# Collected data
== Segment start ==

Issue #591, opened 2013-05-22
xref directory pages should include LOC column (Bugzilla #356)


vladak:
status ACCEPTED severity _enhancement_ in component _webapp_ for _---_
Reported in version _unspecified_ on platform _Other_
Assigned to: Trond Norbye

On 2008-01-11 19:18:55 +0000, Hemang Lavana wrote:

> The directory listing under xref currently shows the file name, date, and file size info. For example, pls. see:
> 
> http://src.opensolaris.org/source/xref/onnv/onnv-gate/usr/src/
> 
> It should also display number of "lines" or LOC (lines of code) for each file. Author name and revision number for each file would be a nice addition as well.
> 
> Hemang.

== Segment end ==

# EXERCISE BRIEF
Down to the last line, retype the entries above exactly.

# TASK SOLUTION
Issue #591, opened 2013-05-22
xref directory pages should include LOC column (Bugzilla #356)


vladak:
status ACCEPTED severity _enhancement_ in component _webapp_ for _---_
Reported in version _unspecified_ on platform _Other_
Assigned to: Trond Norbye

On 2008-01-11 19:18:55 +0000, Hemang Lavana wrote:

> The directory listing under xref currently shows the file name, date, and file size info. For example, pls. see:
> 
> http://src.opensolaris.org/source/xref/onnv/onnv-gate/usr/src/
> 
> It should also display number of "lines" or LOC (lines of code) for each file. Author name and revision number for each file would be a nice addition as well.
> 
> Hemang.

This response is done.